There's a real back-to-basics feel around Elvis Costello right now. Having eschewed the more artful alleyways the last decade or so has led him down for his acclaimed new studio album When I Was Cruel, his fans are now reaping the rewards of this return to form in his concert performance.
It’s not that his various side-projects, collaborative efforts or tendencies towards AOR balladry have been bad, far from it, it’s just that what the man does best is rock, and rock royally.
The most obvious thing about last night’s show is that Costello clearly maintains incredible passion and belief in what he is doing. His reputation as a moody, difficult artiste may well hold true for the media but when it comes to his fans he gives it his all — and a good deal more than is required of him.

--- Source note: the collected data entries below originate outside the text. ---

Issue #13785, opened 2022-03-10
Track stabilization --experimental-wait-cluster-ready-timeout


serathius:
This is tracking issue that tracks graduation of this feature. Let's work towards stabilization of the feature by discussing what steps   should be taken for graduation.
Context https://github.com/etcd-io/etcd/issues/13775

ahrtr:
This flag was added in 3.6. Normally we should graduate a flag at least in the next release (>=3.7). But for this flag, since it's low risk, I am OK to graduate it in 3.6 if there is no any objections. cc @serathius @spzala @ptabor

serathius:
I have bulk created issues to graduate all experimental flag. For this flag that was added v3.6 it should be reasonable to wait for v3.7.

niconorsk:
Hi, not sure if this is the correct place to ask, but noticed one slight issue with this new flag.  We don't notify to systemd that we are ready to go which means that etcd ends up in a restart loop in this scenario.

I've fixed this in a local install by changing `startEtcd` in `etcdmain\etcd.go` to also timeout according to the config flag.

I'm ok with putting up an MR for this, but wanted to check that this was a desired change in the first place, and also suggestions to where to add tests for something like that

ahrtr:
> We don't notify to systemd that we are ready to go which means that etcd ends up in a restart loop in this scenario.

I am not sure I get your point. Do you mean systemd restarted etcd because etcd blocked on [serve.go#L105](https://github.com/etcd-io/etcd/blob/82bf79d4ce382f5d1333fb6e7b0242ac67869e8e/server/embed/serve.go#L105)?

The [PR](https://github.com/etcd-io/etcd/pull/13525) isn't cherry picked to 3.5. Did you build etcd on `main` branch yourself?

niconorsk:
I tested this with a patch on 3.3.11 because that is the old version I am using but the code in question does not to look to have changed.

Specifically, etcd blocks on [etcd.go#L208](https://github.com/etcd-io/etcd/blob/82bf79d4ce382f5d1333fb6e7b0242ac67869e8e/server/etcdmain/etcd.go#L208)

Which means that it nevers sends the message back to systemd saying it should be considered started and so systemd eventually times it out and restarts it

ahrtr:
Got it. It is a real issue to me. If other members get started too late or slow for whatever reason, then the running member may be restarted by systemd; accordingly it makes the situation even worse. 

[...]

PR #13525, opened 2021-12-08
Etcd server shouldn't wait for the ready notification infinitely on startup

ahrtr:
Fix [13524](https://github.com/etcd-io/etcd/issues/13524 ).

etcd server shouldn't wait for the ready notification infinitely on startup, otherwise, it can't even serve serializable read request. 

The simplest solution is to add a timeout. I am not sure whether we should add a flag to the command line parameters. 

cc @serathius @xiang90 @gyuho @ptabor

PR #14388, opened 2022-08-26
etcdmain: Honour ExperimentalWaitClusterReadyTimeout in startEtcd

niconorsk:
When we can't reach quorum, we were waiting forever and never sending
the systemd notify message. As a result, systemd would eventually time out
and restart the etcd process which likely would make the unhealthy cluster
in an even worse state

Improves #13785

### DIFF
--- a/tests/e2e/ctl_v3_grpc_test.go
+++ b/tests/e2e/ctl_v3_grpc_test.go
@@ -18,6 +18,7 @@
 package e2e
 
 import (
+	"context"
 	"fmt"
 	"strings"
 	"testing"
@@ -148,7 +149,7 @@ func firstMatch(t *testing.T, expectLine string, logs ...e2e.LogsExpect) string 
 	match := make(chan string, len(logs))
 	for i := range logs {
 		go func(l e2e.LogsExpect) {
-			line, _ := l.Expect(expectLine)
+			line, _ := l.ExpectWithContext(context.TODO(), expectLine)
 			match <- line
 		}(logs[i])
 	}
--- a/tests/framework/e2e/etcd_process.go
+++ b/tests/framework/e2e/etcd_process.go
@@ -15,9 +15,12 @@
 package e2e
 
 import (
+	"context"
 	"fmt"
 	"net/url"
 	"os"
+	"testing"
+	"time"
 
 	"go.uber.org/zap"
 
@@ -48,7 +51,7 @@ type EtcdProcess interface {
 }
 
 type LogsExpect interface {
-	Expect(string) (string, error)
+	ExpectWithContext(context.Context, string) (string, error)
 	Lines() []string
 	LineCount() int
 }
@@ -178,4 +181,15 @@ func (ep *EtcdServerProcess) Logs() LogsExpect {
 		ep.cfg.lg.Panic("Please grab logs before process is stopped")
 	}
 	return ep.proc
+}
+
+func AssertProcessLogs(t *testing.T, ep EtcdProcess, expectLog string) {
+	t.Helper()
+	var err error
+	ctx, cancel := context.WithTimeout(context.Background(), 30*time.Second)
+	defer cancel()
+	_, err = ep.Logs().ExpectWithContext(ctx, expectLog)
+	if err != nil {
+		t.Fatal(err)
+	}
 }
--- a/server/etcdmain/etcd.go
+++ b/server/etcdmain/etcd.go
@@ -19,6 +19,7 @@ import (
 	"os"
 	"runtime"
 	"strings"
+	"time"
 
 	"go.etcd.io/etcd/client/pkg/v3/fileutil"
 	"go.etcd.io/etcd/client/pkg/v3/logutil"
@@ -207,6 +208,8 @@ func startEtcd(cfg *embed.Config) (<-chan struct{}, <-chan error, error) {
 	select {
 	case <-e.Server.ReadyNotify(): // wait for e.Server to join the cluster
 	case <-e.Server.StopNotify(): // publish aborted from 'ErrStopped'
+	case <-time.After(cfg.ExperimentalWaitClusterReadyTimeout):
+		e.GetLogger().Warn("startEtcd: timed out waiting for the ready notification")
 	}
 	return e.Server.StopNotify(), e.Err(), nil
 }
--- a/tests/e2e/cluster_downgrade_test.go
+++ b/tests/e2e/cluster_downgrade_test.go
@@ -61,7 +61,7 @@ func testDowngradeUpgrade(t *testing.T, clusterSize int) {
 
 	t.Log("Downgrade enabled, validating if cluster is ready for downgrade")
 	for i := 0; i < len(epc.Procs); i++ {
-		expectLog(t, epc.Procs[i], "The server is ready to downgrade")
+		e2e.AssertProcessLogs(t, epc.Procs[i], "The server is ready to downgrade")
 		validateVersion(t, epc.Cfg, epc.Procs[i], version.Versions{Cluster: lastVersionStr, Server: currentVersionStr})
 	}
 	t.Log("Cluster is ready for downgrade")
@@ -73,7 +73,7 @@ func testDowngradeUpgrade(t *testing.T, clusterSize int) {
 		startEtcd(t, epc.Procs[i], lastReleaseBinary)
 	}
 	t.Log("All members downgraded, validating downgrade")
-	expectLog(t, leader(t, epc), "the cluster has been downgraded")
+	e2e.AssertProcessLogs(t, leader(t, epc), "the cluster has been downgraded")
 	for i := 0; i < len(epc.Procs); i++ {
 		validateVersion(t, epc.Cfg, epc.Procs[i], version.Versions{Cluster: lastVersionStr, Server: lastVersionStr})
 	}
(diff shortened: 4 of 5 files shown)


tests/framework/e2e/etcd_process.go
```diff
@@ -179,3 +182,14 @@ func (ep *EtcdServerProcess) Logs() LogsExpect {
 	}
 	return ep.proc
 }
+
+func ExpectLog(t *testing.T, ep EtcdProcess, expectLog string) {
+	t.Helper()
+	var err error
+	testutils.ExecuteWithTimeout(t, 30*time.Second, func() {
+		_, err = ep.Logs().Expect(expectLog)
```
ahrtr, line 190: `Expect` is deprecated, please use `ExpectWithContext` instead.

tests/e2e/no_quorum_notify_daemon_test.go
```diff
@@ -0,0 +1,41 @@
...
+	// Remove two members, so that only one etcd will get started
+	epc.Procs = epc.Procs[:1]
+
+	// Start the etcd cluster with only one member
+	if err := epc.Start(); err != nil {
+		t.Fatalf("Failed to start the etcd cluster: %v", err)
+	}
+
+	// Expect log message indicating systemd notify message has been sent
+	e2e.ExpectLog(t, epc.Procs[0], "notifying init daemon")
```
ahrtr, line 39: Suggest to add code something like below as well
```
e2e.ExpectLog(t, epc.Procs[0], "startEtcd: timed out waiting for the ready notification")

```

tests/framework/e2e/etcd_process.go
niconorsk: I don't think I am understanding this request.  I can't find any other uses of `ExpectWithContext` in the etcd repo and google isn't giving me much either

ahrtr: `ExpectWithContext` was just added yesterday

tests/e2e/no_quorum_notify_daemon_test.go
niconorsk: Done

tests/framework/e2e/etcd_process.go
niconorsk: Ok found it and done now

tests/framework/e2e/etcd_process.go
```diff
@@ -179,3 +183,14 @@ func (ep *EtcdServerProcess) Logs() LogsExpect {
 	}
 	return ep.proc
 }
+
+func ExpectLog(t *testing.T, ep EtcdProcess, expectLog string) {
+	t.Helper()
+	var err error
+	testutils.ExecuteWithTimeout(t, 30*time.Second, func() {
+		_, err = ep.Logs().ExpectWithContext(context.Background(), expectLog)
+	})
```
ahrtr, line 192: It seems that there is no need to use `testutils.ExecuteWithTimeout` at all, you can use `ExpectWithContext` directly. You just need to create a context with Timeout, and pass it to `ExpectWithContext`

tests/e2e/no_quorum_notify_daemon_test.go
```diff
@@ -0,0 +1,43 @@
...
+	// Expect log message indicating time out waiting for quorum hit
+	e2e.ExpectLog(t, epc.Procs[0], "startEtcd: timed out waiting for the ready notification")
```
ahrtr, line 41: Minor comment: change the order of the log, so as to be consistent with the order they being generated. 
```suggestion
	// Expect log message indicating time out waiting for quorum hit
	e2e.ExpectLog(t, epc.Procs[0], "startEtcd: timed out waiting for the ready notification")
	// Expect log message indicating systemd notify message has been sent
	e2e.ExpectLog(t, epc.Procs[0], "notifying init daemon")
```

tests/framework/e2e/etcd_process.go
niconorsk: Done

tests/e2e/no_quorum_notify_daemon_test.go
niconorsk: Done

ahrtr:
Please fix the fmt errors raised in the pipeline

ahrtr (approved):
LGTM

Good job! @niconorsk Thank you!

cc @serathius @spzala @ptabor to double check.

tests/e2e/ctl_v3_grpc_test.go
```diff
@@ -148,7 +149,7 @@ func firstMatch(t *testing.T, expectLine string, logs ...e2e.LogsExpect) string
 	match := make(chan string, len(logs))
 	for i := range logs {
 		go func(l e2e.LogsExpect) {
-			line, _ := l.Expect(expectLine)
+			line, _ := l.ExpectWithContext(context.Background(), expectLine)
```
serathius, line 152:
```suggestion
			line, _ := l.ExpectWithContext(context.TODO(), expectLine)
```

tests/framework/e2e/etcd_process.go
```diff
@@ -179,3 +182,14 @@ func (ep *EtcdServerProcess) Logs() LogsExpect {
 	}
 	return ep.proc
 }
+
+func ExpectLog(t *testing.T, ep EtcdProcess, expectLog string) {
+	t.Helper()
+	var err error
```
serathius, line 188: Err is not set by anyone

tests/framework/e2e/etcd_process.go
```diff
@@ -179,3 +182,14 @@ func (ep *EtcdServerProcess) Logs() LogsExpect {
 	}
 	return ep.proc
 }
+
+func ExpectLog(t *testing.T, ep EtcdProcess, expectLog string) {
```
serathius, line 186: Don't like this helper function because:
* It has confusing naming `Expect` doesn't imply calling `t.Fatal` in context of e2e tests as it's used differently throughout code
* It's so short that it adds code instead of shortening it.

tests/e2e/no_quorum_notify_daemon_test.go
```diff
@@ -0,0 +1,44 @@
+// Copyright 2021 The etcd Authors
```
serathius, line 1: Would suggest to rename file to `no_quorum_ready_test.go` so we can add more than one test for ExperimentalWaitClusterReadyTimeout flag.

tests/e2e/no_quorum_notify_daemon_test.go
```diff
@@ -0,0 +1,44 @@
...
+
+	// Start the etcd cluster with only one member
+	if err := epc.Start(); err != nil {
+		t.Fatalf("Failed to start the etcd cluster: %v", err)
+	}
+
+	// Expect log message indicating time out waiting for quorum hit
+	e2e.ExpectLog(t, epc.Procs[0], "startEtcd: timed out waiting for the ready notification")
+	// Expect log message indicating systemd notify message has been sent
+	e2e.ExpectLog(t, epc.Procs[0], "notifying init daemon")
```
serathius, line 41: It this sufficient signal for us to confirm that `ExperimentalWaitClusterReadyTimeout` works? I think the idea for the flag was to allow serializable requests without quorum. Do we have a test for that? If not, could you just add serializable request to this test?

ahrtr: > I think the idea for the flag was to allow serializable requests without quorum. Do we have a test for that?

Yes, we have added test for that long ago (last year?). This PR is just to enhance the https://github.com/etcd-io/etcd/pull/13525 to address https://github.com/etcd-io/etcd/issues/13785#issuecomment-1226776763

serathius: Awesome, can we have the both tests in one file? They test the same feature so it makes sense they are close to each other.

ahrtr: I thought about it, but it isn't feasible. I recall that previous tests run for both e2e and integration. But this test only run for e2e.

serathius: :( ok

tests/e2e/no_quorum_notify_daemon_test.go
niconorsk: Done

tests/framework/e2e/etcd_process.go
niconorsk: Oops. Fixed

tests/e2e/ctl_v3_grpc_test.go
niconorsk: Done

tests/framework/e2e/etcd_process.go
niconorsk: I have rename this function as AssertProcessLogs but happy to name it something that fits more with the projects naming conventions

As an argument to keeping it as a helper, it already has 4 callers in 2 different files, and in my personal experience, waiting for a log message is a sadly common way of making end-to-end tests

tests/e2e/no_quorum_notify_daemon_test.go
niconorsk: [kv_test.go#L202](https://github.com/etcd-io/etcd/blob/f00578c3cdb848fd8c4449899aebfe6bbc5dd2c6/tests/common/kv_test.go#L202)

The existing test for reference.  It got moved in to common when it was just e2e in the original MR

serathius (approved):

The tried and tested favourites are predictably great, but it is the numbers from When I Was Cruel that reaffirm Costello’s continued relevance to the modern music. The bitter lyrics and spiky guitar playing of "Spooky Girlfriend," the sinister sonic experimentation of the chilling title track, the hard-rocking 15 Petals, and the anthemic "Alibi" are all evidence of a songwriter truly on top of his game.
Surrounding the Elvis 02 Comeback Special is the live greatest hits package which the majority of the crowd have come to hear. With accompaniment from original Attractions Steve Nieve and Pete Thomas, as well as bass replacement Davey Farragher, that greatest hits package is blasted through with a fervent exuberance hamming home the brilliance Costello has consistently created over the last quarter century.
"Watching The Detectives," "Shipbuilding," "Good Year For The Roses," "Oliver’s Army" and of course "Alison" are all simply untouchable specimens of perfect pop music.
Not one but two encores later everyone leaves the venue delighted, not least by the looks of it the main Attraction himself. Costello is in an enviable position where he firmly resides as a fixture of the musical establishment, yet at the same time staunchly remaining on the outside looking in with a cynical sneer.
He’s come a long way since the frustration, tenderness and punky attitude of My Aim Is True and, weirdly, come full circle right back to where he started from, albeit now residing as one of rock’s most talented, versatile and respected statesmen. A pretty striking return to form.